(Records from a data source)
Issue #476, opened 2026-05-16
[DEV] productions cms: show ID


noahvsb:
**Location**
frontend

____

**Description**

show ID in productions cms, the IDs need a hyperlink to the public page of that specific production
____

**Sources**

Issue #450, opened 2026-05-14
[BUG] doesn't refresh grid automatically on language change in CMS


noahvsb:
**Description**

I edited a description and added a french translation when my language was set to NL.
Then I set my language to FR to see the new translation and I saw it wasn't updated.
I had to manually refresh in order to update it. 

____

**Environment**

brave browser on linux

**Sources**

noahvsb:
Seems to be fixed on all tabs, except the productions tab.

PR #488, opened 2026-05-17
Adding production id to the production cms with hyperlink to detail page

willemDC-Info:
**Issue(s)**

solves:

#476 
#450 
____

**Description**

Adding production id's to the cms to link to the production details page for ease of use.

Task description: Your answer must consist only of the lines from the start of the records above through the line with "Issue #450, opened 2026-05-14", each retyped exactly.

Written answer:
Issue #476, opened 2026-05-16
[DEV] productions cms: show ID


noahvsb:
**Location**
frontend

____

**Description**

show ID in productions cms, the IDs need a hyperlink to the public page of that specific production
____

**Sources**

Issue #450, opened 2026-05-14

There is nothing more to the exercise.